Extract, from the records beneath this instruction, each line that contains the word "multicall".

= Beginning of Section =

PR #2327, opened 2024-05-06
Allow Domain Creation With Empty Descriptions

rdig:
## Intro Note

## Current PR Details

While the action sidebar validator allows you to set an empty domain (team) description when creating a new domain action, the schema did not actually support this, and would actually fail silently and not create to domain, even if the transaction went through.

This was live in production for a long time and nobody actually caught it.

This PR fixes that, but actually supporting this on the schema / db side as well.

## Testing

Testing is easy, just create a new domain and leave the description empty. You should not see any errors in the console (regarding this), as well as you should be able to query for it using the graphql playground where it should show up without a value as it's description


ArmandoGraterol (approved):
LGTM 👍 

Screenshot 2024-05-06 at 16 48 45

iamsamgibbs (dismissed):
All seems good to me!

Screenshot 2024-05-07 at 10 26 37

The empty gap on the completed action screen looks a bit odd to me, but that is probably just not being used to seeing it there. I don't believe any other actions have optional fields (except the description which does not show on the completed screen if empty) so there is not another example to compare against.

Screenshot 2024-05-07 at 10 26 00

PR #2330, opened 2024-05-07
Fix: Fund expenditure motion does not get created in the DB

### LINKED ISSUE #2302: Fund expenditure motion does not get created in the DB
## Steps to reproduce
Only possible on `feat/advanced-payments-2` branch, attempt to call `fundExpenditureMotion` saga with a correct payload.

## Expected behaviour
Fund expenditure motion is created in the DB.

## Actual behaviour
block-ingestor picks up the motion but does not create it in the DB.

jakubcolony:
## Description

This PR fixes a bug outlined in the issue where multicall motions funding an expenditure would not get picked up by block-ingestor. This was due to an overly simplified implementation of handling multicall motions. While my fix is far from getting it where it should be, it fixes the issue for the existing and upcoming UI.

## Testing

TBC

Resolves #2302

### DIFF
--- a/amplify/backend/api/colonycdapp/schema.graphql
+++ b/amplify/backend/api/colonycdapp/schema.graphql
@@ -2484,6 +2484,23 @@ type ColonyMotion @model {
   Edited expenditure slots associated with the motion, if any
   """
   editedExpenditureSlots: [ExpenditureSlot!]
+
+  """
+  In case of multicall motion funding an expenditure, array containing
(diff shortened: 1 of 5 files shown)


iamsamgibbs (approved):
Looks good to me! Code looks good and tested and working as expected.

Screenshot 2024-05-08 at 13 55 47

rdig (approved):
Seems all good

= End of Section =

Answer for the task
This PR fixes a bug outlined in the issue where multicall motions funding an expenditure would not get picked up by block-ingestor. This was due to an overly simplified implementation of handling multicall motions. While my fix is far from getting it where it should be, it fixes the issue for the existing and upcoming UI.
+  In case of multicall motion funding an expenditure, array containing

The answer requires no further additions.